ENTRIES SHOWN Start Marker
PR #1280, opened 2020-06-29
Cura 7199 remove spaghetti infill

jellespijker:
Removed spaghetti infill from the engine

See also https://github.com/Ultimaker/Cura/pull/7995


src/FffPolygonGenerator.cpp
```diff
@@ -722,50 +721,42 @@ void FffPolygonGenerator::processInfillMesh(SliceDataStorage& storage, const siz
...
-                mesh.cross_fill_provider = new SierpinskiFillProvider(mesh.bounding_box, mesh.settings.get<coord_t>("infill_line_distance"), mesh.settings.get<coord_t>("infill_line_width"), cross_subdisivion_spec_image_file);
-            }
-            else
-            {
-                if (cross_subdisivion_spec_image_file != "" && cross_subdisivion_spec_image_file != " ")
-                {
-                    logError("Cannot find density image \'%s\'.", cross_subdisivion_spec_image_file.c_str());
-                }
-                mesh.cross_fill_provider = new SierpinskiFillProvider(mesh.bounding_box, mesh.settings.get<coord_t>("infill_line_distance"), mesh.settings.get<coord_t>("infill_line_width"));
+                logError("Cannot find density image \'%s\'.", cross_subdisivion_spec_image_file.c_str());
```
ninovanhooff, line 757: Guessing this is a typo: subdivision ?
I guess this would be a good opportunity to fix those in a separate commit

jellespijker: Done! also fixed a Clang-tidy warning about checking against empty instead of an empty object

PR #1282, opened 2020-07-02
New Tree Support Implementation

ThomasRahm:
# Tree Support V2
I reimplemented the tree support, as the current implementation does not meet my expectations.   
[I have a fork](https://github.com/ThomasRahm/CuraEngine) where a compiled version of a Cura with this Tree Support modification can be downloaded.

# How the new tree support looks:
New tree support

## Feedback I have gotten recently 

_"I just want to thank you for these. With your stock settings I am getting amazing results . As someone coming from Prusa/superslicer , and new to any version of Cura, i'm shocked that supports can come off this cleanly , and leave no trace on the print."_[<sup>1</sup>](https://www.reddit.com/r/3Dprinting/comments/p7n4x4/comment/iot9pov/?utm_source=share&utm_medium=web2x&context=3)

_"I've been having a bunch of issues with the Main Cura tree supports not properly getting all of my overhangs, I just installed your fork and it looks like a vast improvement! "_[<sup>2</sup>](https://www.reddit.com/r/3Dprinting/comments/p7n4x4/i_created_a_new_tree_support_implementation_for/?sort=new)

_"The tree supports in Cura create a massive trunk that can surround whole parts in some cases, I always wanted a tool to cut archs out of those trunks to reduce the amount of filament wasted, or an arch-shaped blocker that would achieve the same result, but your tree supports seem to achieve a similar result"_[<sup>3</sup>](https://www.reddit.com/r/3Dprinting/comments/p7n4x4/comment/ikq49ho/?utm_source=share&utm_medium=web2x&context=3)

_"What you've done here is awesome work, and I thank you for it."_[<sup>4</sup>](https://www.reddit.com/r/3Dprinting/comments/p7n4x4/comment/iinkio8/?utm_source=share&utm_medium=web2x&context=3)

_"I want to show to all of you the good work of this mod, in my opinion it is a good support way."_[<sup>5</sup>](https://community.ultimaker.com/topic/40567-cura-tree-support-mod-ts2/)

_"I'm still using this as my daily and tbh I think it's a shame it's getting slept on by not just Cura but the likes of prusaslicer/superslicer/etc. It's so much better than the stock Cura tree supports"_[<sup>6</sup>](https://github.com/ThomasRahm/CuraEngine/issues/3#issuecomment-1214519257)

## Currently known issues:
* Slicing with cross support and 0% support density causes the slice progress to hang. This is not an issue of my implementation and to my understanding also occurs in the official version. [Bug report of this issue](https://github.com/Ultimaker/CuraEngine/issues/1412).  
* There are issues when `Minimum Support X/Y Distance` is larger than `Support X/Y Distance`. This can trigger an error message if the version displaying them is used. I will not fix this one, except by maybe disallowing it in the UI, as I think the assumption that a minimum is not larger than the expected one is reasonable.  

# Settings:

## Recommended settings

**To see the tree support specific settings set the `Setting Visibility` to `all`.**

I recommend enabling roofs and setting a reasonable `Minimum Support Roof Area` (I use 10 mm²). My implementation will make sure to correctly support the lines generated by the support roof. If no roof is possible the branches will try to avoid moving for as many layer as the roof is thick. They will generate as regular tree support branches, as i have serious doubts about the stability of roofs in branches.  
Do not use concentric floor. It will generate as intended (by my understanding at least), but I suspect it will not print (it will be obvious when you see it) when support infill is low.  
**Set `Minimum support area` to 0**, higher values may cause very pointy overhangs to not be supported (as intended by my current understanding of this feature)

## New Tree Support Settings

The changes for the `fdmprinter.def.json` can be found [here.](https://github.com/ThomasRahm/Cura/blob/TS2/resources/definitions/fdmprinter.def.json)

<details>
<summary>Tree Support Preferred Branch Angle vs Tree Support Maximum Branch Angle</summary>

`Tree Support Maximum Branch Angle` is ONLY used when `Tree Support Preferred Branch Angle` is not enough to avoid the model. This causes branches to only move with `Tree Support Preferred Branch Angle` to merge with other branches. 

Idea behind this is that `Tree Support Preferred Branch Angle` is a very stable angle, but if some parts could not be supported with the smaller angle the larger angle can be used to reach these parts.  

Slow vs Fast branch angle  

</details>

<details>
<summary>Tree Support Diameter Increase To Model</summary>

Branches that can reach the buildplate and branches that cannot are able to merge. This setting limits how much the diameter of the branch connecting with the model can be increased by such merges.  

This setting is intended to specify how important it is that connections with the model are avoided (the lower this setting, the less contact area with the model).

Small Diameter Increase To Model:  
Small Diameter increase to model

Large Diameter Increase To Model:  
Large Diameter increase to model

</details>

<details>
<summary>Tree Support Minimum Height To Model</summary>

If only a few layers space are left between the position where the branch begins and where it ends, removing the support is impossible. This setting removes all branches that have a height lower than `Tree Support Minimum Height To Model` to prevent this. Only branches that rest on the model are removed.

Small Minimum Height To Model:  
Small Diameter increase to model

Large Minimum Height To Model:  
Large Diameter increase to model

</details>

<details>
<summary>Tree Support Initial Layer Diameter</summary>

Branches try to ensure to reach this diameter at layer 0.

Small Initial Layer Diameter:  
Initial Layer Diameter

Large Initial Layer Diameter:  
Initial Layer Diameter

</details>

<details>
<summary>Tree Support Branch Density</summary>

A percentage of space that has to be filled by the top most layer of a branch aka the layer that supports the overhang. When a roof is supported the overhang is the line of the roof. When no support roof is used it behaves similarly to the supporting (top most) layer when using regular support. High values (depends on your other settings) of >35% can cause the resulting support areas to overlap. This causes cura to merge them to a single area, as cura assumes every support area is supported by support areas below. If a low support infill is used this assumption is wrong. There is nothing reasonable I can do to prevent this, so in this case adjust your support infill accordingly.

Simulated regular support pattern:   
Simulate regular support pattern

</details>

<details>
<summary>Tree Support Tip Diameter</summary>

Defines the diameter of the top most support area of a branch.
Using a large diameter without having a reasonable large support density would obviously not print well.

<details>
<summary>Can replace tips with roof!</summary>

Happens automatically when `Minimum Support Roof Area` is smaller than a circle with diameter `Tree Support Tip Diameter` and roofs are enabled.

Large Tip Diameter with minimum roof area being small:  
Tip radius large interface 

Large Tip Diameter with minimum roof area being large:  
Tip Radius large2

</details>

Small Tip Diameter:  
Small Tip Diameter

Large Tip Diameter:  
Large Tip Diameter

</details>

<details>
<summary>Support Interface Priority</summary>

This setting defines how support roof and regular support (e.g. from other branches) interact.  

Support preferred(Support Area Overwrites Interface Area):  
Support Area Overwrites Interface Area  

Interface preferred(Interface Area Overwrites Support Area):  
Interface Area Overwrites Support Area  

Support lines preferred(Support Lines Overwrite Interface Area):  
Support Lines Overwrite Interface Area  

Interface Lines preferred(Interface Lines Overwrite Support Area. This one will not be what you want when Support Wall Count > 0):  
Interface Lines Overwrite Support Area  

Both Overlap (This causes filament be extruded twice at the same location (Once the support and once the roof). This may cause issues when printing. Use with care!):  
Both Overlap  

</details>

<details>
<summary>Tree Support Limit Branch Reach and Tree Support Optimal Branch Range</summary>

Limit how far each branch should travel from the point it supports. This can make the support more sturdy, but will increase the amount of branches. Branches can violate this value to reach their destination.

Tree Support Limit Branch Reach Disabled:  
Tree Support Limit Branch Reach Disabled
Tree Support Limit Branch Reach Enabled with a small distance:  
Tree Support Limit Branch Reach Enabled with a small distance

</details>

<details>
<summary>Tree Support Rest Preference</summary>

The preferred placement of the support structures. Note that the buildplate is assumed to be also a flat surface <sup>(If not i think you have bigger issues than this setting)!</sup>  
Only visible when the support can rest on the model.

Buildplate:  
Buildplate
On any flat surface:  
On any flat surface

</details>

`Tree Support Branch Diameter` and `Tree Support Branch Diameter Angle` behave like in the current tree support implementation, but `Tree Support Branch Diameter Angle` is ignored when a diameter increase would invalidate a branch, as a small branch has a higher chance of supporting the model than no branch at all.

# What does it do better:
<details>
<summary>Uses significant less filament.</summary>

Also makes the branches of my implementation much easier to remove from the model.  

Current tree support:  
Current tree support

My tree support:  
New tree support

Comparison of material usage:  
Comparison

Disclaimer: This is only the material used for support structures, not the whole model. The measuring unit is mm of 1.75mm diameter filament, as displayed in Cura. Measurement was done in the 4.7.1 version, and exact numbers could differ slightly. 

</details>

<details>
<summary>Can handle large branch angles.</summary>

Current tree support:  
Current tree support

My tree support:  
New tree support

</details>

<details>
<summary>Supports Roofs more consistently.</summary>

The images show the bottom-most roof layer and a few layers of the branches below. In the current tree support some lines of the roof have a large distance from one point where support is below it to the next. My implementation ensures consistent spacing.

Current tree support:  
Current tree support

My tree support:  
New tree support

</details>

<details>
<summary>Branches avoid support blocker.</summary>

Branches avoid support blocker

</details>

<details>
<summary>Setting applicable now on a per-mesh basis.</summary>
All tree support related settings are now settable per mesh and support related settings are correctly used by the tree support. This may increase slicing time drastically for settings that are not only relevant on the top most support layers.  

So to avoid slicing times being longer by factor 10 try not to slice 10 different models with different branch radii (Slicing 2 models with different settings should not take much longer than slicing 2 times).  
  
Trees with settings that are incompatible with each other can not merge and will avoid each other. 

Few settings differences allow merges:  
Different interface settings can merge

</details>

<details>
<summary>More settings of the regular support are now supported by the tree support</summary>

The newly supported settings are: `Support Distance Priority`, `Support Horizontal Expansion`, `Support Interface Horizontal Expansion`, `Minimum Support Roof Area` (Some of these were enabled in the UI, but did not do anything if I understand the code correctly) and `Minimum Support Area` (though I would recommend leaving this setting at 0).  
</details>

<details>
<summary>Slices faster on multicore cpus.</summary>

Measured was the time it takes to generate the tree support for the test model (hobgoblin).  

Slice performance graph

Settings used for benchmarking:  
[Profile for current tree support](https://gist.github.com/ThomasRahm/770a93576a7e4f68aa21d94545a474d2/raw/Test_Live.curaprofile)  
[Profile for my tree support implementation](https://gist.github.com/ThomasRahm/770a93576a7e4f68aa21d94545a474d2/raw/Test_Me.curaprofile)  

Benchmarking was done in the 4.10 Version.  

</details>

## Further attributes this implementation has:

If a model is sliced twice on the same machine, the same trees will result. If this is somehow not the case something went very wrong. (Trees generated on systems with a different amount of threads could theoretically differ).  
Every point that can be supported with the given Branch Angle limitations, will be supported when the support can only rest on the build plate. This means some other settings may be paused to ensure such behavior. For example: `Tree Support Branch Diameter Angle` will be paused if a radius increase would cause a branch to become invalid.

# How the algorithm generating the trees works

This explains the idea behind the algorithm. As such it is simplified a fair bit to avoid explaining fixes for some edge cases.
<details>
    <summary>0. The model</summary>
    
The model

</details>

<details>

<summary>1. Calculate avoidance</summary>
An avoidance is an area that has to be avoided to achieve certain given results. For example an area in which a branch would be unable to reach the buildplate has to be avoided, if the support is not allowed to rest on the model.
This idea is identical to the current tree support. My implementation just uses a lot more avoidances(slow, fast, slow to model, fast to model, fast without holes, fast without holes to model), and precalculates them in parallel. 
Avoidances are calculated from the bottom up.

Avoidance

</details>

<details>
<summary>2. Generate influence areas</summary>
ENTRIES SHOWN End Marker
- **EXERCISE**:
Which lines of the listing above hold the word "spaghetti"? Copy each of them.

- **ANSWER TO THIS EXERCISE**:
Cura 7199 remove spaghetti infill
Removed spaghetti infill from the engine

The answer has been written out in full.